▸ **Required work**
A verbatim reprint of the records below is what this exercise asks for.

[Data records]

PR #2686, opened 2025-03-01
Clickable Links in User Content (Variation A)

mgaoVA:
This takes a slightly different approach than #2685 to enable clickable links in user content.

The main difference is that this parses user content into segments instead of processing the entire content at once. One benefit of this is that the same URL may appear more than once in the user's content.

Additionally, this:
- Organizes the code in a way that can potentially provide more compatibility
- Removes a couple IE polyfills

▸ **Solution for this exercise**
PR #2686, opened 2025-03-01
Clickable Links in User Content (Variation A)

mgaoVA:
This takes a slightly different approach than #2685 to enable clickable links in user content.

The main difference is that this parses user content into segments instead of processing the entire content at once. One benefit of this is that the same URL may appear more than once in the user's content.

Additionally, this:
- Organizes the code in a way that can potentially provide more compatibility
- Removes a couple IE polyfills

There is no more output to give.